◆ **Provided entries**:
-*-*-

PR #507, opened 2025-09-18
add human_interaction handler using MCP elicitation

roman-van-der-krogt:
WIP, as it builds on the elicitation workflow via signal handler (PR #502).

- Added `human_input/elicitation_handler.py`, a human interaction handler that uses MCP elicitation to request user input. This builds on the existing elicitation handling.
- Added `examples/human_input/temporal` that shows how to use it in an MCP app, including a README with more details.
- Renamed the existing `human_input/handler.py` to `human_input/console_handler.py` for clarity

-*-*-

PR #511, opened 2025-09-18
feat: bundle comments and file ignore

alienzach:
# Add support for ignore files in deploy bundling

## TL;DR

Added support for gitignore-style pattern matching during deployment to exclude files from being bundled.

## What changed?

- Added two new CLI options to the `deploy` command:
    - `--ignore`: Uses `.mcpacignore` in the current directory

-*-*-

◆ **Assignment**: Pull out all lines containing the word "elicitation" from the entries above.

◆ **Output below**:
add human_interaction handler using MCP elicitation
WIP, as it builds on the elicitation workflow via signal handler (PR #502).
- Added `human_input/elicitation_handler.py`, a human interaction handler that uses MCP elicitation to request user input. This builds on the existing elicitation handling.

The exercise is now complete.